Thanks for the feedback! Rainbow tables probably won't work here since the epoch (rounded to 5 minutes) salts everything, so precomputed tables would expire constantly. You would use use BSSIDs + SSID in real implementations. The MinHash part creates 128 hash values from the entire observed set, not a subset of 3, then LSH divides these into bands where similar sets collide probabilistically based on Jaccard similarity. I've tested with two phones where one saw 3-4 networks and the other saw ~10. They still found each other, and you can try it in the interactive demo yourself. You're right it's not entirely privacy preserving, really depends on your threat model as I discuss in the security section. Your idea about combining area hints with time-based salts is interesting though, feels like it could bridge geospatial indexing with this approach! The whole geospatial indexing thing was something I became aware of late in the project and didn't go into further. It's probably a much simpler approach if geolocation is important. In the current approach, geolocation doesn't matter at all, only 'the environment', whatever that may be.

▲

vessenes 9 hours ago | parent [-]

Thanks for the detailed response! I completely missed the band division / similarity plan - I’ll read more thoroughly next time.

I thought about geo largely because it radically changes the order of magnitude of work necessary; it lets you segment ‘possible’ subsets of APs down to sets of say 100, not millions, and changes the combinatorics. A side effect is knowing a rough spatial location.

Off the top of my head, I don’t think that epochs alone make a big difference. If I want to see if you’ve been somewhere, or tell you I’m somewhere, why not take the 3-4 networks you mentioned, and forward hash them for the next million epochs?

Or, more ambitiously, why not take 3-4 networks each from the geo indexed clusters available at https://wigle.net/ and do the forward and backward epochs, letting me track where you’ve been and pretend to be near you any time in the future?

Wigle reports 1.7bn networks; a rough look at a suburban street near me shows most places have 10 in a reasonable range boundary; so call it 200mm “locations” with 128 segmented hashes, 250 billion hashes per epoch — I think we’re in the “seconds per epoch” range for a reasonable compute heavy server to cover the entire space.

Upshot - I think the salting needs to be something local / not predictable or stored remotely.

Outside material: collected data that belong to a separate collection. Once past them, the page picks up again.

PR #1492, opened 2021-06-17
Path typo from user feedback

jericson-edb:
## What Changed?

- User pointed out that the path was wrong by just a `.`.

## Checklist

**Content**


jericson-edb:
Fixed instead by [this PR](https://github.com/EnterpriseDB/docs/pull/1499).

PR #1495, opened 2021-06-18
Ohter PDF-build-breaking issues

josh-heyer:
## What Changed?

Couple more bad images paths from #1488 also another github paste that wasn't actively causing issues but still shouldn't be there.

## Checklist

**Content**


jericson-edb:
Uff. I thought I got them all, but I clearly should have tested before doing a PR.

PR #1500, opened 2021-06-21
Label-triggered draft deploys

josh-heyer:
Enables creation of draft deployments associated with a PR by adding a "deploy" label. Will then build anew each time the associated branch is synchronized (i.e., every time it is pushed to, provided GitHub is able to merge with the base branch).

I've been testing this for a while on the cloud branch (#1531) and also a couple of long-lived branches for the Docs team. It is... Good enough for now. At very least, it beats manually deploying a branch.

@jericson mind having a look at these to ensure they're compatible with your recent updates to the other deployment workflows?


.github/workflows/deploy-draft.yml
```diff
@@ -0,0 +1,86 @@
...
+    - name: Adjust file watchers limit
+      run: echo fs.inotify.max_user_watches=524288 | sudo tee -a /etc/sysctl.conf && sudo sysctl -p
+
+    - uses: actions/setup-node@v1
+      with:
+        node-version: '14.x'
+    - name: Install yarn
+      run: sudo npm -g install yarn
+    - name: Yarn install
+      run: yarn install --immutable
```
frago12, line 41: what do you think about having Yarn installed in the package.json as a dev dependency and then just use it here  `npx yarn install --immutable`?

.github/workflows/deploy-draft.yml
```diff
@@ -0,0 +1,86 @@
...
+        ALGOLIA_API_KEY: ${{ secrets.ALGOLIA_API_KEY }}
+        ALGOLIA_APP_ID: ${{ secrets.ALGOLIA_APP_ID }}
+        ALGOLIA_INDEX_NAME: edb-docs-staging
+        INDEX_ON_BUILD: false
+
+    - name: Netlify deploy
+      run: |
+        sudo yarn global add netlify-cli
+        netlify deploy --dir=public --json | tee deploy_results.json
+        echo "NETLIFY_DRAFT_URL=`jq -r '.deploy_url' deploy_results.json`" >> $GITHUB_ENV
```
frago12, line 73: Same as above, we could add `netlify-cli` as a dev dependency to the package.json or use this other action? https://github.com/marketplace/actions/netlify-actions

frago12 (changes requested):

josh-heyer:
Thanks for the suggestions, @frago12 - with that plus a bit of extra care in cache preservation, these are looking a lot shinier!

.github/workflows/deploy-draft.yml
```diff
@@ -0,0 +1,88 @@
...
+        
+    - uses: actions/checkout@v2
+      with:
+        ref: ${{ github.event.pull_request.head.sha }}
+        fetch-depth: 0 # fetch whole repo so git-restore-mtime can work
+
+    - name: Adjust file watchers limit
+      run: echo fs.inotify.max_user_watches=524288 | sudo tee -a /etc/sysctl.conf && sudo sysctl -p
+
+    - uses: actions/setup-node@v1
```
jericson-edb, line 31: I switched to @v2 here.

jericson-edb (approved):
Looks good! 

I'm thinking we might want to [package some of our action steps](https://docs.github.com/en/actions/creating-actions/creating-a-composite-run-steps-action) to so that we can avoid duplicating code. (But this is scope creep for now!)

Issue #1508, opened 2021-06-28
Migration Portal documentation should not a Version drop-down 


drothery-edb:
## Summary
The Migration Portal has a dropdown listing all the recent releases. Since this is a hosted web app the concept of versions does not apply. Users cannot go back to an earlier version. Prasant, the PO, has requested we just have a label showing the latest version.

## Where did you see the problem?
The Version dropdown
<img width="292" alt="dropdown" src="https://user-images.githubusercontent.com/83650384/123678795-c6baab80-d814-11eb-86d2-35641d19c863.png">

## Expected behavior
We should just display the latest version as a label.

drothery-edb:
@prashantagar, I created this GitHub for the request you made to only show the latest version. The related PR is https://github.com/EnterpriseDB/docs/pull/1510. I requested you and Josh as reviewers.

PR #1510, opened 2021-06-28
Migration Portal 3.2.0 version consolidation

drothery-edb:
## What Changed?

This PR addresses https://github.com/EnterpriseDB/docs/issues/1508. 

It removes the 3.0.1 and 3.1.0 version folders in the repo so that only the latest version is indicated on Docs 2.0. It also includes a comment in the front matter of the index file explaining the versioning strategy.

I also added a pointer to the MP wiki What's new page for users who might want to know what was new in earlier releases/pushes. (Note I couldn't add an actual link because that page on the Migration Portal wiki does not have a unique URL.)

**Content**
- [ x] This PR adds new content


josh-heyer (approved):
I've added a commit to enable redirects from the removed versions to 3.2.0. Otherwise looks good to me.

prashantagar (approved):
Looks good to me.
Thank you Dee Dee and Josh.

PR #1542, opened 2021-07-09
Updates to optional tools section

drothery-edb:
Added more detail about how to create local PDFs and split out the RST to MDX section

## Checklist

**Content**


gsong:
@drothery-edb In the future, please refer to https://github.com/EnterpriseDB/docs/blob/develop/docs/agreements/branch-and-release.md#use-cases for branch naming strategies. 😊

drothery-edb:
@gsong, which branching use case would this type of change be? Add Documentation for Currently Released Product (Or Product Version)? Feature? BugFix? Should I have created an issue to associate it with? Or was my most egregious faux pas that I used underscores instead of slashes?

PR #2909, opened 2022-07-07
PGD: consolidated release notes prototype

drothery-edb:
## What Changed?

Trying out consolidated release notes for PGD


drothery-edb:
@PJMODOS I DM'ed you about the new Supported BDR upgrade paths topic that needs your review about a week ago.  I'm trying to clean up all the outstanding BDR PRs so that we can can remove the source files from the old location. In this PR in addition to consolidating all the HARP, BDR, and pglogical release notes under PGD, I moved the upgrade information out of the release notes and into this topic. See https://deploy-preview-2909--edb-docs-staging.netlify.app/docs/pgd/latest/upgrades/upgrade_paths/. Is the information correct? Any recommendations for places we might want to link to this topic from?

@kelpoole , I believe this is the last change we wanted to make before merging this PR, correct?

PJMODOS (approved):
I think this is fine, some worry about the upgrade path version table maintainability but let's see

PR #2916, opened 2022-07-11
Remove the vague hint for props value

Jagdish-Kewat-EDB:
The hint for a 4 node BDR cluster mentions some vague values for `max_replication_slots` and `max_worker_processes`. These values don't seem to be rational and hence dropping the hint.

**Content**

- [ x] This PR removes existing content


ashutosh-bapat (approved):
The hint goes against all the advice in that section. Also setting max_replication_slots and max_worker_processes seems unintuitive when max_walsenders is set to a lower value.

PR #2920, opened 2022-07-12
navigational ordering for Hadoop

dwicinas:
Inserts files in navigation item in front matter of index files

Assorted name changes and link changes too


dwicinas:
Not too hard. I think this is ready for merging.

drothery-edb (approved):

PR #2937, opened 2022-07-15
EDB*Plus: removing install prefixes

ccestes:
## What Changed?
- removed prefixes from install topics and index files
- added navigation to frontmatter
- removed prefix parameter from deploy.mjs


dwicinas (approved):
The spacing of the TOC on the PowerPC index page is single spaced. But the markup looks correct, so maybe it defaults to single spacing when there are only two items? Doesn't seem like a big deal to me, so I am approving without requesting changes.

PR #2948, opened 2022-07-19
Ark: archiving source files

drothery-edb:
## What Changed?

Created a PDF and added it to docs/archive
Removed Ark folder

Hopefully these comments hit you right - I like the idea a lot - and I don’t fully understand the system - but as I understand it, the system does not offer privacy — I could replay any phone’s hashes against a system that cost a few dollars to reconstruct your location and time, if my understanding is correct.

▲

waerhert 9 hours ago | parent [-]

I see, this sheds some new light on your initial concerns. I'm aware an attacker can keep pretending to be inside an environment once they've seen it. I wasn't accounting for a scenario where an attacker has a huge database for queries like coords -> list of wifi networks. I was under the assumption services like Wigle only provided the reverse lookup (wifi -> coords). Indeed an attacker could potentially reverse the LSH tags if it hashed the wifi environment within very small geofences. It's bit of a needle & haystack problem but not an impossible one with enough resources. I wouldn't say it's a perfect system and I don't mind it falling apart under scrutiny, I just found it an interesting idea so I really appreciate you thinking along here.

Edit: Maybe some preshared group hash (kinda beats the point), or combining multiple modalities (eg bluetooth, shared interests) or some kind of proof of work token could help mitigate some of these issues. I guess anything to reduce the time to attack helps in this case? Or anything that really pins down environment + time, like what smath described in his comment. In essence, the core idea of minhash + lsh works and it doesn't limit you to just wifi networks. The key is being able to grab a fingerprint that is unique enough and different enough each epoch. Wifi networks are just easy enough to grab vs something more low level like an APs beacon timing interval jitter or something.

	▲	kevin_nisbet 8 hours ago \| parent [-]
		> I see, this sheds some new light on your initial concerns. I'm aware an attacker can keep pretending to be inside an environment once they've seen it. I wasn't accounting for a scenario where an attacker has a huge database for queries like coords -> list of wifi networks I think this is the issue, is these datasets are out there and at least big tech companies have them since they're used to assist with GPS. I was about to post the same thing as above but saw vessenes beat me to it. Without thinking about it too hard, the two directions I see are either making observations of the environment in real-time that is only relevant at that time (IE sniffing actual wireless frames, even if they're encrypted and making observations on them, however, most devices won't let you go into promiscuous mode and do this) or encrypting the messages in flight so only participants can decrypt them (IE a model like the signal protocol with E2E message encryption). Anyways, this is a cool approach, but that risk occurred to me as well about the ability to just brute force the entire dataset to decode every location.